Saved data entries
--------------------------------------------------
PR #84, opened 2020-12-10
 implemented acknowledgement message for chunk servers

damanmkumar:
- templated class that is yet to be specialized for
  clients
- removed log function overloads that took std::string


abmono93 (approved):
LGTM

PR #88, opened 2020-12-11
implemented control message header containing host-id

damanmkumar:
- sadmd is untested, but there should be no surprises based on the following results
- dummy-sadmd is able to read and print dummy-sadcd's
  host id
- dummy-sadmd is able to read and print the real sadcd's
  host id
- lots of changes from clang-format
**NOTE:** important files are
- msgs/master/message_processor.hpp
- serializer_impl.hpp
- sadcd.hpp & sadcd.cpp
- sadmd.hpp & sadmd.cpp
- heart.hpp & heart.cpp


abmono93 (approved):
LGTM

PR #92, opened 2020-12-11
changed chunk request to stream request

damanmkumar:
- implemented data streaming capabilities
- sadcd doesn't yet handle these
- fixed a bug in the default constructor of `socket`


example/stream-req.cpp
```diff
@@ -0,0 +1,63 @@
...
+
+using namespace sadfs;
+constexpr auto delim = std::string_view{"******************************\n"};
+
+void
+print_stream_req(msgs::chunk::stream_request const& req)
+{
+    std::cout << delim << "Stream Request:"
+              << "\nChunk ID:  " << to_string(req.chunk_id())
+              << "\nOffset:    " << req.offset()
```
shu-g: I think we should add version_num to the request after chunk_id.

shu-g (commented):
Are you actually implementing stream? It seems misleading otherwise.
I was thinking read_chunk_request (think this is more consistent) with this api (with version_num) should be good.
For writes, write_chunk_request should also send filename(so that it can notify master) and other chunk locations. First chunk server can then call write_chunk_request with all fields as write_chunk_request except locations field empty.

damanmkumar:
> Are you actually implementing stream? It seems misleading otherwise.

Sending data over for writes, and receiving it for reads is streaming, right?

> I was thinking read_chunk_request (think this is more consistent) with this api (with version_num) should be good.

This actually makes me realize that `std::string&& data` should be an optional parameter. Also, why would a client need to request a specific version of a chunk (for reads or writes)?

> For writes, write_chunk_request should also send filename(so that it can notify master) and other chunk locations. First chunk server can then call write_chunk_request with all fields as write_chunk_request except locations field empty.

Since we aren't going to get this integrated before our meeting today, I figured we can ignore the hack we've put together where chunk servers are sent the filename.

Your comment reminds me -- we're missing the list of servers as well. This combined with the fact that we provide data to the request only while writing makes me think that separate read/write requests are cleaner. 

So, I'm convinced that separate read and write requests are the way to go. But, I don't see the point of a version number field.

Tagging you so get a notification: @shu-g

shu-g:
I thought streaming meant maintaining a persistent connection and exchanging data at the application level.

It is possible for write to be happening at version v4, but since that is still in progress, master returns v3 in chunk_location_request which client can simply forward to chunk_server. 
Also, it gives us extensibility (don't think this is right word) for features such as snapshots (I'm also laughing) without added effort.
@damanmkumar

abmono93:
> Also, why would a client need to request a specific version of a chunk (for reads or writes)

@damanmkumar on a write the client has to include the latest version number so the chunk server can update the master with correct info. Chunk servers may have missed intermediate versions so even if they know what version they used to have, they still need this info from the master (via the client). So they need to send a chunk write notification to the master saying they now have `version_num they received` + 1, for versioning to work. The client can just be a pass through.

damanmkumar:
> > Also, why would a client need to request a specific version of a chunk (for reads or writes)
> 
> @damanmkumar on a write the client has to include the latest version number so the chunk server can update the master with correct info. Chunk servers may have missed intermediate versions so even if they know what version they used to have, they still need this info from the master (via the client).

The master only ever gives a client the IP + port of chunk servers that have the latest version. Since clients don't cache the entire chunk at their end, writes and appends are only ever going to be for specific sections of chunks (append these 512 bytes, or write these 1024 bytes at offset 7324). So, a server that is behind can only "catch up" if another chunk server gives it a copy of the latest chunk.

>  So they need to send a chunk write notification to the master saying they now have `version_num they received` + 1, for versioning to work. The client can just be a pass through.

Since clients don't overwrite entire chunks, versions can only be bumped up from their current version by 1. Except when it receives a new chunk from a sibling chunk server.

EDIT: Ugh, forgot to tag you, @abmono93

include/sadfs/msgs/chunk/messages.hpp
```diff
@@ -22,44 +22,88 @@ enum class msg_type
 {
     unknown,
     acknowledgement,
-    chunk_request,
+    read_request,
+    read_response,
```
shu-g: Shouldn't this be in client/messages.hpp?
Noticed this when merged these changes into my branch.

abmono93:
> The master only ever gives a client the IP + port of chunk servers that have the latest version.

This is only true for read requests. Chunk location requests for a write as currently handled by master will give all locations and what the latest version is. Some of those locations may have older versions. 

> Since clients don't cache the entire chunk at their end

I've been operating under the assumption that they do cache the chunk and stream their new copy of the whole chunk on each write. But that may be wrong.

@damanmkumar

damanmkumar:
> Chunk location requests for a write as currently handled by master will give all locations and what the latest version is. Some of those locations may have older versions.

We'll have to fix this. `fuse` hands us read/write syscalls and those are only for specific sections of the file. If we were to cache chunks, we would have to do quite a bit of bookkeeping to match syscalls to cached chunks.

@abmono93

include/sadfs/msgs/chunk/messages.hpp
abmono93: chunk/messages.hpp is all the messages that a chunk can receive, regardless of who sends them. So `read_response` should be in client, but `read_request` should be here.

damanmkumar:
Beyond help

PR #93, opened 2020-12-11
Release lock

abmono93:
This is the simplest possible working version of a release_lock message and handler. The master currently has no mechanism to verify that the sender holds the lock, so it simply trusts any incoming message is from the right client and unlocks the file. It also doesn't send an ack yet.

### DIFF
--- a/include/sadfs/msgs/master/messages.hpp
+++ b/include/sadfs/msgs/master/messages.hpp
@@ -29,7 +29,7 @@ enum class msg_type
     chunk_location_request,
     chunk_server_heartbeat,
     join_network_request,
-    release_lock
+    release_lock,
 };
 
 class file_metadata_request
--- a/include/sadfs/msgs/master/messages.hpp
+++ b/include/sadfs/msgs/master/messages.hpp
@@ -28,7 +28,8 @@ enum class msg_type
     chunk_write_notification,
     chunk_location_request,
     chunk_server_heartbeat,
-    join_network_request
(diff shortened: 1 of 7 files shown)


include/sadfs/msgs/master/messages.hpp
```diff
@@ -28,7 +28,8 @@ enum class msg_type
     chunk_write_notification,
     chunk_location_request,
     chunk_server_heartbeat,
-    join_network_request
+    join_network_request,
+    release_lock
```
damanmkumar: Nit: We can add a trailing comma at the end of the last `enum`as well, which will not show a two line diff like here. Also, merges are more likely to succeed when multiple people edit files.

src/proto/master.proto
```diff
@@ -42,10 +42,16 @@ message file_metadata_request {
...
+// notification of release of write lock
+message release_lock {
+	string filename	= 1;
+}
+
 // container for control messages
 message message_container {
 	sadfs.proto.header  header = 1;
 	oneof               msg {
+		release_lock release_lock = 5;
```
damanmkumar, line 54: Nit: formatting is off

damanmkumar (approved):
Couple of minor comments that can wait. Looks good otherwise

src/proto/master.proto
abmono93: Huh. Does format.sh not format this type of thing?

PR #94, opened 2020-12-11
Implement sadfilesys::read()

shu-g:
* Move bytes_per_chunk to sadfs/constants.hpp
* Implement read()
* Modify assigned errors


abmono93 (approved):
Looks great

include/sadfs/constants.hpp
```diff
@@ -0,0 +1,11 @@
+#ifndef SADFS_CONSTANTS_HPP
+#define SADFS_CONSTANTS_HPP
+
+namespace sadfs
+{
+
+constexpr auto bytes_per_chunk = 64 * 1024 * 1024; // 64MB
```
damanmkumar, line 9: Let's add this to the `constants` namespace

src/sadcd/heart.cpp
```diff
@@ -23,7 +23,7 @@ heart::beat(std::promise<void> death, std::future<void> stop_token)
 
     // send heartbeats until requested to stop
     using namespace std::chrono_literals;
-    while (stop_token.wait_for(1s) != std::future_status::ready)
+    while (stop_token.wait_for(15s) != std::future_status::ready)
```
damanmkumar, line 26: Isn't 15 seconds too long a time duration? 1 second is pretty long itself, especially when we're talking about a system like this. But, anything over 5 seconds is way too long, IMO

src/sadcd/sadcd.cpp
```diff
@@ -97,13 +98,52 @@ void
...
+{
+	auto response = msgs::client::read_response{
+		true,		/* ok */
+		"chunk chonk"	/* data */
+	};
+	auto result = msgs::client::serializer{}.serialize(response, ch);
+	ch.flush();
+	return result;
+}
+
```
damanmkumar: #98 implements this functionality. 
You might need a local copy of this for testing on your end.

src/sadfsd/sadfilesys.cpp
```diff
@@ -56,8 +60,17 @@ int
 sadfilesys::getattr(char const* path, struct stat* stbuf)
 {
     logger::debug("gettattr() called at " + std::string(path));
-
     auto result{0};
+
+    if ((strlen(path) >= 2 && path[0] == '/' && path[1] == '.') ||
+    	strcmp(path, "/autorun.inf") == 0)
```
damanmkumar, line 66: What are `/.` and `/autorun.inf` ?

src/sadfsd/sadfilesys.cpp
```diff
@@ -56,8 +60,17 @@ int
...
+    {
+        result = -ENOENT; 	// No such file or directory
+        logger::debug("gettattr() failed with error " +
+                      std::string(strerror(-result)));
```
damanmkumar, line 70: This reads like a message logged by someone that calls `getattt`. Our debug statement should help us figure out what sadfilesys is doing, which is rejecting this request because it is for `/.` or `/autorun.inf`

damanmkumar (changes requested):
Left a couple of comments a while ago

include/sadfs/constants.hpp
shu-g: Oh right.

src/sadcd/heart.cpp
shu-g: I modified it to 15s to make it easier for me to parse logs during testing.
I would think in an actual system, it should be on the order of minutes since it is unlikely that multiple servers fail within that span and the request can still be served to client through the other chunk servers.
Also heartbeat every second from 10-50 chunk servers is unnecessarily creating network traffic and load at the master server. I don't see the requirement for strict consistency in our use case between master and chunk server.

src/sadcd/sadcd.cpp
shu-g: Yep, will keep a copy.

src/sadfsd/sadfilesys.cpp
shu-g: When the filesystem is mounted, I observe requests by the OS to a couple of hidden files like /.Trash, /.Trash1000 and to the file /autorun.inf. We should be able to remove them when we start testing with actual sadmd, we'll get not-ok from the master server and return error. At the moment using dummy-sadmd, we return ok for every request and then the os tries to read these files that don't exist.

src/sadcd/heart.cpp
damanmkumar: I see what you mean, but shouldn't our number one priority be fast access for clients of the FS? If a popular server goes down, and we serve its IP to all those clients for a few minutes, it would be a disaster (hyperbole, definitely). I think it is realistic for a master server to be serving hundreds of thousands of requests per second at a minimum, and a few hundred lightweight heartbeat requests should be insignificant.

PR #97, opened 2020-12-12
Miscellaneous changes

abmono93:
- Created a simple test so I can quickly check if I broke something in sadmd. We can also remove send-req.cpp unless someone else has a use for it
- Changed protobufs that include a serverid to use the header instead
- We now return only servers with the latest verion on both reads and writes
- Added some logging
- Removed a check in append_chunk_to_file which was redundant with validation in the handler for chunk write notifications


example/CMakeLists.txt
```diff
@@ -11,3 +11,4 @@ add_executable (send-req 	send-req.cpp)
 add_executable (dummy-sadcd 	dummy-sadcd.cpp)
 add_executable (open-file 	open-file.cpp)
 add_executable (chunk-read-req  chunk-read-req.cpp)
+add_executable (tests 	tests.cpp)
```
damanmkumar: How about sadmd-tests?

abmono93: Yea I am totally ok with that. But we could also add tests of the other components too. Actually probably only sadcd would be feasible... Up to you guys if you think you'll use it.

damanmkumar: What I thought of was `sadmd-tests` for testing `sadmd`, and `sadcd-test` for `sadcd`. Also, you're right, I don't see how we could test `sadfsd` this way

src/sadmd/sadmd.cpp
```diff
@@ -275,21 +275,31 @@ sadmd::handle(msgs::master::chunk_location_request const& clr,
...
 {
-    auto server = cwn.server_id();
-    // validate request - TODO: Add error logging
-    if (!is_active(server) || !files_.count(cwn.filename()))
+    auto server = header.host_id;
+    // validate request
+    if (!is_active(server))
+    {
+        std::cerr
+            << "Error: write notification from server not on the network\n";
```
damanmkumar: This check would also fail if the server hasn't been sending heartbeats, right? How about `"server not on network, or not sending heartbeats"`?

Also, let's use `logger::error` since you're touching this anyway.

src/sadmd/sadmd.cpp
```diff
@@ -275,21 +275,31 @@ sadmd::handle(msgs::master::chunk_location_request const& clr,
...
         return false;
```
damanmkumar: `handle(...)` should return `true` if it could "handle" a message. If we return `false` here, `processor.process_next(...)` will return `false` as well, giving the impression that something went wrong while processing the request.

A valid scenario where we would return `false` is when sadcd fails to read from disk, which would prevent it from handling a request. I realised this while typing this comment out, so, you might want to see this new change in `sadcd.cpp` as well.

Ugh, this means that we'll have to take a look at the return values of all handle functions.

src/sadmd/sadmd.cpp
```diff
@@ -334,6 +344,9 @@ sadmd::handle(msgs::master::chunk_write_notification const& cwn,
         {
             file_info_.size = ((num_chunks - 1) * constants::bytes_per_chunk) +
                               cwn.new_size();
+            logger::debug(std::string_view{"Updated size of " +
```
damanmkumar: `logger` functions accept `std::string`s as well, right? Or did I remove those methods? I remember removing them, but thought I added them back in

shu-g (approved):
LGTM

example/CMakeLists.txt
abmono93: Yea actually that makes a lot more sense. Otherwise you need to be running two servers to test

src/sadmd/sadmd.cpp
abmono93: Not sure. I use string_view because the compiler told me to once when I tried using a string and I haven't tried again since

damanmkumar (approved):
LGTM

PR #98, opened 2020-12-12
 implemented chunk read

damanmkumar:
- chunk server does not persist data to disk, chunk info is
  hardcoded for testing
- added a create-chunk program that creates a 64 MB chunk
  with the format:
```
  <36-char UUID>00000...\n
  <36-char UUID>11111...\n
  ...
  <36-char UUID>99999...\n
  <36-char UUID>00000...\n
  ...
```
- create-chunks.sh creates the chunks whose info is hardcoded
- chunk-read-req send a few requests, some of which are rejected,
  and some of which retrieve data. Only data transfer of 64 bytes
  tested.


src/sadcd/sadcd.cpp
```diff
@@ -145,4 +196,103 @@ sadcd::notify_master_of_write(chunkid chunk, version version_num,
...
+        };
+        return msgs::client::serializer{{serverid_}}.serialize(
+                   msgs::client::read_response{ok, std::move(data)}, ch) &&
+               flush();
+    };
+    // validate chunk_id
+    auto it = chunk_metadata_.find(req.chunk_id());
+    if (it == chunk_metadata_.end())
+    {
+        logger::debug("chunk does exist on this server"sv);
```
abmono93: Did you mean "does not exist" ?

src/sadcd/sadcd.cpp
```diff
@@ -145,4 +196,103 @@ sadcd::notify_master_of_write(chunkid chunk, version version_num,
...
 
+// ==================================================================
+//                           request_handler
+// ==================================================================
+namespace
+{
+
+// get version info of the newest version of a chunk
+auto latest_version = [](auto it) {
+    return std::max_element(it->second.versions().begin(),
```
abmono93, line 207: Are we having the chunk server store multiple versions?

abmono93 (approved):
One minor thing, one question, but looks good.

src/sadcd/sadcd.cpp
damanmkumar: Yup! Good catch, thanks!

src/sadcd/sadcd.cpp
```diff
@@ -145,4 +196,105 @@ sadcd::notify_master_of_write(chunkid chunk, version version_num,
...
+    }
+
+    file.seekg(offset, std::ios_base::beg);
+    file.read(buf.data(), length);
+
+    if (file.good() && file.gcount() == length)
+    {
+        return true;
+    }
+    logger::debug("file read error"sv);
```
shu-g, line 239: Even when the client program requests to read 10 bytes, we get a request on the fuse side of 8191 bytes. Chunk should return the min of that chunk size and requested read size.

damanmkumar: Won't that be handled by the client code? If `sadfsd` requests 8191 bytes, `sadcd` will return 8191 bytes.

src/sadcd/sadcd.cpp
```diff
@@ -145,4 +196,105 @@ sadcd::notify_master_of_write(chunkid chunk, version version_num,
...
+    {
+        logger::debug("chunk does not exist on this server"sv);
+        return respond(false, {});
+    }
+
+    // validate offset and length
+    auto m_it = latest_version(it);
+    if (req.offset() >= m_it->size() ||
+        (m_it->size() - req.offset()) < req.length())
+    {
```
shu-g, line 286: We should remove this check.

src/sadcd/sadcd.cpp
damanmkumar: No, not for now. We simply bump up the version and size on appends.

shu-g (changes requested):
Pointed issue with check size of requested chunk, other than that looks good, we should merge this before we merge read() PR, there is a bit of overlap that I should resolve once I pull these.

src/sadcd/sadcd.cpp
damanmkumar: File read is going to fail if we remove this check, and a client requests more data than there is in a chunk. If a file only has 10 bytes, and fuse asks for 8191 bytes, shouldn't we read 10 bytes into the buffer, and return 10?

shu-g (approved):
The check can be performed at the sadfilesys end, ignore previous comments.

PR #59, opened 2020-04-17
Add flake8 to lint python

julienw:
Hey Greg, what do you think?

The drawback is that flake8 needs to be separately installed to be able to push. But the tool has been super useful to me while working on python code, to catch my errors before I tried to run scripts.


Dockerfile
```diff
@@ -31,7 +31,7 @@ RUN mkdir /app \
 # - python, as we need it to build fast-crc32c when installing with yarn later.
 # - build-essential, that installs all build tools for the same reason.
 RUN apt-get update \
-  && apt-get install -y --no-install-recommends git python build-essential \
+  && apt-get install -y --no-install-recommends git python build-essential flake8 \
```
gregtatum, line 34: I guess I never thought about this, but is our development docker environment the same as prod? Because this means that flake8 will be install on prod but never run, correct?

julienw: I'm glad you asked :-)

The Dockerfile is organized in 2 phases. Each phase start from a clean base image (see the command `FROM XXXX`).
Phase 1 is lint, tests and build. This is where flake8 is installed.
Phase 2 is the runtime container: we install just what's needed for runtime, and copy over what was built from Phase 1. So the runtime container is as light as needed.

I didn't invent this, this is the current best practices to build dockerfile. Firefox Send is doing this for example :-)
--------------------------------------------------
How to complete this task >> Give back exactly the lines from the one that contains "gregtatum, line 34: I" to the end of the data above, both of those lines included.

Expected answer >>
gregtatum, line 34: I guess I never thought about this, but is our development docker environment the same as prod? Because this means that flake8 will be install on prod but never run, correct?

julienw: I'm glad you asked :-)

The Dockerfile is organized in 2 phases. Each phase start from a clean base image (see the command `FROM XXXX`).
Phase 1 is lint, tests and build. This is where flake8 is installed.
Phase 2 is the runtime container: we install just what's needed for runtime, and copy over what was built from Phase 1. So the runtime container is as light as needed.

I didn't invent this, this is the current best practices to build dockerfile. Firefox Send is doing this for example :-)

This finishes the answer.